**Task prompt**.
Please count every line of the following material that holds "still" and give the total alone.
++++++++++
PR #332, opened 2019-06-19
ui: Only allow available budgets in subproject

### LINKED ISSUE #228: ui: On subproject level, only allow sources of finance that have projected budgets on project level
When creating a new subproject, the sources of finance can be entered freely. The source of finance field for the subproject should be selected from a drop down filled with sources of finance from the parent project.

mathiashoeld:
# Changes
When creating a subproject, the projected budget for a subproject can
only be selected from the projected budget of the parent project.
The organization is now a dropdown filled with the values of distinct
organizations in the project's projected budget.
E2E tests are added that test this functionality.

Closes #228

# How to test
Create a project with one or more projected budgets, then open the project and create a subproject - the organization field should be a drop down filled with the organizations from the projected budgets of the parent project.


frontend/src/pages/Common/Budget.js
```diff
@@ -1,19 +1,25 @@
...
-import TableBody from "@material-ui/core/TableBody";
-import TableCell from "@material-ui/core/TableCell";
-import TableHead from "@material-ui/core/TableHead";
-import TableRow from "@material-ui/core/TableRow";
-import TextField from "@material-ui/core/TextField";
-import DoneIcon from "@material-ui/icons/Check";
-import DeleteIcon from "@material-ui/icons/Delete";
-import EditIcon from "@material-ui/icons/Edit";
-import React from "react";
+import Button from '@material-ui/core/Button';
```
gonzochic: Shouldn't we use double quotes for imports?

frontend/src/pages/Common/Budget.js
```diff
@@ -35,6 +42,25 @@ export default class Budget extends React.Component {
...
+      ...new Set(
+        projectedBudgets.map(budget => {
+          return budget.organization;
+        })
+      )
+    ];
+
+    return distinctOrganizations.map((organization, index) => {
+      return (
+        <MenuItem key={`budget-${index}`} value={organization}>
```
gonzochic: dont use index, use the organization instead

PR #337, opened 2019-06-24
ui: Every user can see the user/groups table

### LINKED ISSUE #333: ui: Make user table available for every user
# Current situation 

The user needs to have one of the following permissions to see the table of users and groups: 
- global.createUser
- global.createGroup
- global.listPermissions

# Proposed change
Since the change password feature has been added (#325), the user should be able to update his/her password anytime. Therefore the table should be available to all users. The actions like changing the permissions or creating new users is checked on the table itself again, so no actions can be performed without the proper permission.

mathiashoeld:
# Changes 

Since every user can now change his/her password, every user should also
be able to see the users table. The check for the permissions global.createUser, global.createGroup and global.listPermissions have been removed.

E2E tests have been added to test this scenario. Additionally, the E2E
tests check for the availability of the buttons to add users and edit
user permissions.

Closes #333 

# How to test

Create a user with only basic permissions. This user should still see the "Users" menu in the navigation on the left and see the users table.

### DIFF
--- a/e2e-test/cypress/integration/users_spec.js
+++ b/e2e-test/cypress/integration/users_spec.js
@@ -1,30 +1,99 @@
+const testUser = {
+  userName: "dviolin",
+  password: "test"
+};
+
 describe("Users/Groups Dashboard", function() {
   before(() => {
     cy.login();
     cy.visit("/users");
   });
 
-  it("Show user dashboard", function() {
+  it("User dashboard is displayed for user with basic permissions", function() {
+    cy.login(testUser.userName, testUser.password);
+    cy.visit("/users");
+
+    // User dashboard should be visible to this user
     cy.location("pathname").should("eq", "/users");
     cy.get("[data-test=userdashboard]").should("be.visible");
   });
 
+  it("Button to add user not visible to user without proper permission", function() {
+    // Login as user without permissions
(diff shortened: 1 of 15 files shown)


e2e-test/cypress/integration/users_spec.js
```diff
@@ -4,27 +4,95 @@ describe("Users/Groups Dashboard", function() {
     cy.visit("/users");
   });
 
-  it("Show user dashboard", function() {
+  it("User dashboard is displayed ", function() {
+    // Create new user with only standard permissions
+    cy.addUser("another testuser", "anothertestuser", "test");
+
+    // Log in as new user
+    cy.login("anothertestuser", "test");
```
gonzochic: Is this a case to use fixtures?

e2e-test/cypress/integration/users_spec.js
```diff
@@ -4,27 +4,95 @@ describe("Users/Groups Dashboard", function() {
     cy.visit("/users");
   });
 
-  it("Show user dashboard", function() {
+  it("User dashboard is displayed ", function() {
+    // Create new user with only standard permissions
+    cy.addUser("another testuser", "anothertestuser", "test");
```
gonzochic: move to the before() function in order to make every test work independently

PR #350, opened 2019-07-17
ui: Change display behavior of workflow item buttons

### LINKED ISSUE #235: ui: Don't display edit and permissions button for workflow items if the user does not have proper permissions
As already done on project and subproject level, remove the buttons "edit" and "set permissions" on workflow item level, if the user does not have the permission to edit or set permissions or the workflow item is closed.

mathiashoeld:
When the user does not have the permissions to edit the workflow item,
permissions or status, the corresponding action button is not displayed.

Closes #235


mathiashoeld:
Use action button on all levels. 
Create new common component "ActionButton"

mathiashoeld:
@gonzochic please review

Issue #360, opened 2019-07-23
Not possible to add fields to resources and being backwards compatible


Stezido:
## Issue
The validation of Trubudget (Joi) does not allow additional fields and would respond with an validation error. Currently the api ignores the whole resource if an unknown field is found. This leads to not showing whole projects if they have an additional field of a new trubudget version. 

_Originally posted by @mathiashoeld in https://github.com/openkfw/TruBudget/pull/344#issuecomment-507724002_
Compatibility issue: When projects with tags are created in the new version, it is not available in earlier versions that do not have this issue (<1.3.0).
## Solution
Joi has an option to strip all additional unknown fields (stripUnknown).

Following table shows what would happen if a read or write intent is done with new fields and the stripUnknown option:

|   Intent   | Old Api version  | New Api version|
| ---------- | --------------------- | ------------- |
|     Read    | ignores new fields  | responds with new fields |
|     Write    | rejects request        | uses new fields  |

## Consequences
The disadvantage of stripping unknown fields is that there only will be an error if a required field is missing. So if a non required field is misspelled, the field is silently stripped. Note that api requests with misspelled fields are rejected by the fastify swagger schema and the user gets informed. The issue persists only internally, developer have to keep that in mind.   

## Affected Resources
Following resources could/should be expandable with additional fields:

- [ ] project
- [ ] subproject
- [ ] workflowitem
- [ ] user (user record)
- [ ] group
- [ ] notification
- [ ] global permissions

Stezido:
@gonzochic @kevinbader @mathiashoeld , what are your thoughts?

kevinbader:
agree - in order to support future versions, the validation _must_ ignore any additional fields. Unfortunately, I've never made sure the validation behaved as I thought it would - turns out it doesn't.

However, I'm not sure about that "Old API version rejects write request". For example, I don't see why creating a project in the old version shouldn't work. Any newer fields that might exist in future versions must be optional anyway - otherwise, the change wouldn't be backward compatible.

Stezido:
@kevinbader thanks for your participation. 
The old api version rejects write requests **with new fields** . As you've written creating a project does work on older versions in old format.

I will create a PR fixing that issue. The fix should be available in [v1.3.0](https://github.com/openkfw/TruBudget/milestone/19)

Stezido:
solved in #361

PR #361, opened 2019-07-24
add backwards compatibility for the future

Stezido:
## Description
The validation of Trubudget (Joi) does not allow additional fields and would respond with an validation error. Currently the api ignores the whole resource if an unknown field is found. This leads to not showing whole projects if they have an additional field of a new trubudget version.

The issue is described and discussed in #360 in detail.

## Implementation
Joi has an option to strip all additional unknown fields (stripUnknown).
This PR applies this option to all resources that must be sourced from stream items of the multichain:
-  project
-  subproject
-  workflowitem
-  user
-  group
-  notification
-  global permissions (global)
-  nodes

## Testing
To test backwards compatibility the function of our cache where stream items are parsed into business events could be unit tested. The endpoints must ignore new fields and may not respond with an validation error.
Testcases:
  - valid stream item - pass
  - future version stream item (additional field) - ignore
  - invalid stream item (a required field is missing in the stream item) - reject


Stezido:
@kevinbader could you review, please?

api/src/service/cache2.spec.ts
```diff
@@ -509,8 +515,401 @@ describe("The cache", () => {
...
+              time: "2019-07-25T12:03:25.315Z",
+            },
+          },
+          confirmations: 0,
+          blocktime: 1,
+          txid: "1",
+        },
+      ];
+      const addUnknownProperty = items => {
+        items.map(item => {
```
kevinbader: use forEach (map shouldn't be used with side effects, and the result of map should always be used)

api/src/service/cache2.spec.ts
```diff
@@ -509,8 +515,401 @@ describe("The cache", () => {
       assert.instanceOf(Result.unwrap_err(responseFromCache), NotFound);
     });
   });
+
+  describe("The BusinessEvent parsing", () => {
+    context("project events", async () => {
```
kevinbader: please describe the subject of this test - what is it testing?

api/src/service/cache2.spec.ts
```diff
@@ -509,8 +515,401 @@ describe("The cache", () => {
...
+      ];
+      const addUnknownProperty = items => {
+        items.map(item => {
+          item.data.json.project.additionalUnknownProperty = true;
+          return item;
+        });
+        return items;
+      };
+      const makeItemsInvalid = items => {
+        items.map(item => {
```
kevinbader: use forEach (map shouldn't be used with side effects, and the result of map should always be used)

api/src/service/cache2.spec.ts
```diff
@@ -509,8 +515,401 @@ describe("The cache", () => {
       assert.instanceOf(Result.unwrap_err(responseFromCache), NotFound);
     });
   });
+
+  describe("The BusinessEvent parsing", () => {
```
kevinbader: please add a comment somewhere here or at the top of the file that describes the general setup in a few words. if you read top-down, you really wonder where the assertions are and what this is testing in the first place.

api/src/service/cache2.spec.ts
Stezido: yes you're right. In this case I'm using the return value of map, I should right it like this instead:

`const addUnknownProperty = items => {`
`       return items.map(item => {`
`item.data.json.project.additionalUnknownProperty = true;`
`          return item;`
`        });`
`      };`

kevinbader: yes and no :) yes, because it _works_, but no, because the closure still has a side effect on item. Even if you'd ignore the return value of `map`, `item.data.json.project` would still be changed.

CHANGELOG.md
```diff
@@ -10,6 +10,7 @@ and this project adheres to [Semantic Versioning](http://semver.org/spec/v2.0.0.
 ### Added
 
 - Added search feature for overview page [#347](https://github.com/openkfw/TruBudget/issues/347)
+- Added backwards compatibility for future versions [#360](https://github.com/openkfw/TruBudget/issues/360)
```
kevinbader: should go to "Fixed" imho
++++++++++
**Answer to this problem**.
2